Mich. House Race Focuses on Detroit Mayor Scandal
Voters also went to the polls in Missouri to pick nominees for governor, and in Kansas and Georgia to decide House and Senate races.
In Michigan, Democratic Rep. Carolyn Cheeks Kilpatrick has faced little opposition since first getting elected to the House in 1996 after nearly two decades in the state Legislature.
But the three-way primary campaign has been the toughest of her congressional career, forcing her to confront questions about Mayor Kwame Kilpatrick's conduct and who could best represent the struggling Detroit district.
Because the district is heavily Democratic, the primary winner will be heavily favored in the November general election.
Kwame Kilpatrick, 38, and his former top aide are charged with perjury, misconduct and obstruction of justice - all connected to their testimony in a civil trial last year in which they denied having a romantic relationship.
But those claims have been contradicted by text messages in a scandal that has dominated news coverage in Detroit for months.
During the campaign, challenger Mary Waters has repeatedly referred to the felony charges against the mayor and criticized the congresswoman for defending him. The former state representative released a scathing ad that contrasted the felony charges against the mayor with video of the congresswoman defending her son at a rally.
"The reason she got challenged on that was her own doing," Waters said. "If she had not been out publicly defending his behavior, it wouldn't have happened in the first place."
At a recent forum, the congresswoman said she supports her son and would "raise whatever he needs for his defense - as any mother in this room would do."
The third primary candidate, state Sen. Martha Scott, has downplayed the scandal and argued that focusing on the mayor's troubles will do little to help the district, where many people have struggled with high unemployment and poverty.

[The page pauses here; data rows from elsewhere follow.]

PR #401, opened 2015-07-08
Fixed typo in setItem() example

chrisledet:
Noticed a typo in one of the examples.


tofumatt:
Good catch! `image` is probably better than `img` though... any chance you could change both to the more verbose version? :smile:

chrisledet:
> Good catch! image is probably better than img though... any chance you could change both to the more verbose version?

No problem! This project is great by the way. Thanks!

tofumatt:
Thanks very much, and thanks for the contribution! :+1:

chrisledet:
Updated. Let me know if you need anything else.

Carolyn Kilpatrick has campaigned on her record in Congress, where she serves on the House Appropriations Committee and leads the Congressional Black Caucus.
In Missouri, the state treasurer and a Republican congressman were competing for the GOP nomination to succeed Gov. Matt Blunt, who decided not to seek a second term.
Rep. Kenny Hulshof is the insider, landing the endorsements of virtually every top Republican official in Missouri other than Blunt, who has remained officially neutral. Hulshof also has the backing of the state's most powerful business groups, and the cash advantage to go with it.
Treasurer Sarah Steelman is running as an outsider. She's adopted a "Power to the People" slogan, campaigned by bus on two-lane back roads and sought to turn Hulshof's Washington experience against him.
On the Democratic side, the favorite was Attorney General Jay Nixon, who faced only token opposition.
In Kansas, former Republican Rep. Jim Ryun, a former Olympian who held the world record in the mile for eight years, tried to reclaim the seat he lost in 2006. Ryun, who held the seat for five terms, was opposed by state Treasurer Nancy Jenkins.
In suburban Kansas City, anti-abortion prosecutor Phill Kline faced a tough primary challenge in his bid for a full, four-year term as district attorney of the state's most populous county.
Kline drew national attention with his investigations of abortion clinics when he was Kansas attorney general. He lost his 2006 re-election bid to an abortion rights supporter, but Republicans picked him to fill a vacancy in the Johnson County prosecutor's job. His primary opponent was Steve Howe, a former assistant district attorney.
In Georgia, voters were to decide a runoff between the DeKalb County chief executive and a former state lawmaker in the Democratic race for the Senate.
The county executive, Vernon Jones, and state Rep. Jim Martin were the top voter getters in the state's five-way primary in July. The runoff winner will face Republican incumbent Saxby Chambliss in November.